[[ Extracted entries open ]]

PR #888, opened 2016-01-19
Restoring setting attribute via __send__

### LINKED ISSUE #887: shoulda-matchers fails with private attributes
From version 3.0.1 to version 3.1.0 private attribute setting can no longer be validated via Should::Matchers. Consider the following PORO.

```ruby
class ModelWithPrivateAttribute
  include ActiveModel::Validations
  validates :name, presence: true
  def initialize(name:)
    self.name = name
  end
  attr_reader :name
  private
  attr_writer :name
end
```

The following commit broke the validation, https://github.com/thoughtbot/shoulda-matchers/commit/296211211497e624dde87adae68b385ad4cdae3a, changed the attribute tests from `__send__` to `public_send`

I believe if the following changes will resolve the issue:

* Change from `#public_send ` to `#send` on [line 83](https://github.com/thoughtbot/shoulda-matchers/blob/a4b18fcc3830d4b461ee1318e70aca20fa05a1db/lib/shoulda/matchers/active_model/allow_value_matcher/attribute_setter.rb#L83)
* Change `object.respond_to?("#{attribute_name}=")` to `object.respond_to?("#{attribute_name}=", true)` on [line 157](https://github.com/thoughtbot/shoulda-matchers/blob/a4b18fcc3830d4b461ee1318e70aca20fa05a1db/lib/shoulda/matchers/active_model/allow_value_matcher/attribute_setter.rb#L157)

jeremyf:
The following commit @296211211497e624dde87adae68b385ad4cdae3a changed
the setting of attributes from `__send__` to `public_send`. This does
not account for situations in which the setter method is private.

``` ruby
class ModelWithPrivateAttribute
  def initialize(name:)
    self.name = name
  end

  include ActiveModel::Validations
  validates :name, presence: true

  attr_accessor :name
  private :name=
end
```

Closes #887

### DIFF
--- a/spec/unit/shoulda/matchers/active_model/validate_presence_of_matcher_spec.rb
+++ b/spec/unit/shoulda/matchers/active_model/validate_presence_of_matcher_spec.rb
@@ -37,6 +37,27 @@ Example did not properly validate that :attr cannot be empty/falsy.
     )
   end
 
+  context 'a model with a private setter method' do
+    let(:record) do
+      class ModelWithPrivateAttribute
+        include ActiveModel::Validations
+        validates :attr, presence: true
+        def initialize(options = {})
+          self.attr = options.fetch(:attr)
+        end
+        attr_accessor :attr
+        private :attr=
+      end.new(:attr => 'hello')
+    end
+    it 'will not throw an exception' do
+      assertion = lambda do
+        expect(record).to matcher
+      end
+
+      expect(&assertion).to_not raise_error
+    end
+  end
+
   context 'a model without a presence validation' do
     it 'rejects with the correct failure message' do
       record = define_model(:example, attr: :string).new
--- a/lib/shoulda/matchers/active_model/allow_value_matcher/attribute_setter.rb
+++ b/lib/shoulda/matchers/active_model/allow_value_matcher/attribute_setter.rb
@@ -80,7 +80,7 @@ module Shoulda
           end
 
           def set
-            object.public_send("#{attribute_name}=", value_written)
+            object.__send__("#{attribute_name}=", value_written)
             after_set_callback.call
 
             @result_of_checking = successful_check
@@ -154,7 +154,7 @@ module Shoulda
             if active_resource_object?
               object.known_attributes.include?(attribute_name.to_s)
             else
-              object.respond_to?("#{attribute_name}=")
+              object.respond_to?("#{attribute_name}=", true)
             end
           end
 


mcmire:
I can add this, but do you think it makes sense to validate an attribute that's private? If the name is supposed to be set, and the only way the attribute is set is by calling `.new`, then why not have a manual check in the initializer to ensure that `name` is something that is not blank?

jeremyf:
@mcmire the change from `__send__` to `public_send` is a backwards compatability breaking change and at a minimum should be part of a major version update (though I understand the challenges of tracking these changes so I'm not begruding the updates).

Regarding public setter method vs. private setter, the specific use case is a custom Ruby form object distilled to the code written below. I want to validate the user's input that are passed via parameters. So this is a stylistic choice; I'm preferring to not expose setter methods of the form object so that I'm exposing the smallest interface of that object.

```ruby
class CustomForm
  def initialize(current_user:, user_input: {})
   self.current_user = current_user
   self.name = user_input.fetch(:name, nil)
   self.role = user_input.fetch(:role) { default_role }
  end
  attr_reader :current_user, :name, :role
  private
  attr_writer :name, :current_user, :role
  include ActiveModel::Validations
  validates :name, presence: true

  def default_role
    # Some business logic
  end
end
```

mcmire:
Cool, thanks for the reply, and that use case makes sense.

jeremyf:
@mcmire And thank you for being one of the maintainers of a fantastic and useful testing library.

spec/unit/shoulda/matchers/active_model/validate_presence_of_matcher_spec.rb
```diff
@@ -37,6 +37,27 @@
     )
   end
 
+  context 'a model with a private setter method' do
+    let(:record) do
```
mcmire: The convention in these test files is to use builder methods instead of `let`s. Namely, we often have a pair of methods: `define_model_...`, which defines and returns a model class, and `build_record_...`, which returns an instance of that model. See the bottom of this file for an example of the `create_model` / `build_record` pattern (although [the tests for the numericality matcher](https://github.com/thoughtbot/shoulda-matchers/blob/master/spec/unit/shoulda/matchers/active_model/validate_numericality_of_matcher_spec.rb#L1789) might be a slightly better example, since the methods are actually named consistently there).

There are a few different helper methods you can use to make models in tests, but the one that's applicable here is called `define_active_model_class`, and you can see an example of how it's used in this file on [line 328](https://github.com/thoughtbot/shoulda-matchers/blob/master/spec/unit/shoulda/matchers/active_model/validate_presence_of_matcher_spec.rb#L328).

With these two methods in place, then you can write something like:

``` ruby
it 'will not throw an exception' do
  # here we are assuming you've made a method called `build_record_with_private_attribute`
  record = build_record_with_private_attribute
  assertion = -> { expect(record).to matcher }
  expect(&assertion).not_to raise_error
end
```

spec/unit/shoulda/matchers/active_model/validate_presence_of_matcher_spec.rb
```diff
@@ -37,6 +37,27 @@
...
+        validates :attr, presence: true
+        def initialize(options = {})
+          self.attr = options.fetch(:attr)
+        end
+        attr_accessor :attr
+        private :attr=
+      end.new(:attr => 'hello')
+    end
+    it 'will not throw an exception' do
+      assertion = lambda do
```
mcmire: As indicated above, you can probably put this on one line.

spec/unit/shoulda/matchers/active_model/validate_presence_of_matcher_spec.rb
```diff
@@ -37,6 +37,27 @@
...
+        expect(record).to matcher
+      end
+
+      expect(&assertion).to_not raise_error
```
mcmire: As indicated above, we use `not_to` instead of `to_not`.

mcmire:
Thanks :blush: 

Just as an FYI, in order to fully support this, I think we will need to add tests to every single validation matcher, since it affects all of them, not just the presence matcher. This is more difficult than it should be, as there is variation between how the tests for each matcher builds records. I've made some comments for your changes to the presence matcher tests, so you can apply those, but I'll come in after and add the remaining tests and then merge this when I'm done.

jeremyf:
@mcmire I was noting that there are no unit tests against the class that does the `#set` on the attributes. A unit test on that class would ease the pain of validators that collaborate with it.

mcmire:
@jeremyf That is true, but you'd still need integration tests to ensure that this test case works in the context of every validation matcher. (If we refactored the code in `allow_value` not to use AttributeSetter anymore for some reason, then those tests would go away.)

PR #897, opened 2016-02-08
Require ActiveSupport's `try` core extension

ramontayag:
Usage of `try` throughout shoulda-matchers is broken when this file is not required


mcmire:
Sorry for the late reply on this. Are you using shoulda-matchers in a particular environment? In other words, is there a reason why all of ActiveSupport isn't being required ahead of time?

mcmire:
I don't have enough to go on here, so I'm closing this. Feel free to respond if this is still an issue.

PR #48, opened 2025-08-28
feat: logout and login

MiguelMedeiros:
Tasks:

- [x] logout
- [x] sign in with seed phrase
- [x] export to Pubky Ring
- [x] sign in with encrypted file
- [x] sign in with http relay
- [x] guard routes


catch-21:
Verified in 34e77c2cc87dbb14c8bd89fd647ee7b910551062
Tested sign in through every path and sign out. Redirect from root when signed in. Export to pubky-ring during signup flow.

PR #60, opened 2025-09-10
tests: init component snapshot testing

catch-21:
Introduce component snapshot testing to Franky.
https://vitest.dev/guide/snapshot

todo:
- [x] address hydration error with nested button
- [ ] address "without an `onChange` handler" error (not introduced in snapshot tests)
- [x] add snapshot tests to components with existing ui tests
- [x] add snapshot tests to remaining components
- [x] review tests with dev for usefulness
- [x] remove redundant non-snapshot UI tests such as specific css class checks
- [x] address missing `message` prop in `TestareaField` snapshot tests

### DIFF
--- a/README.md
+++ b/README.md
@@ -2,13 +2,13 @@
 
 # Franky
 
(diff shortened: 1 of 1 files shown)


MiguelMedeiros (approved):
ACK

[[ Extracted entries closed ]]

§ **What the exercise asks**:
Across the records above, how many lines does the word "self" appear on? Reply with the number only.

§ **Answer space**:
7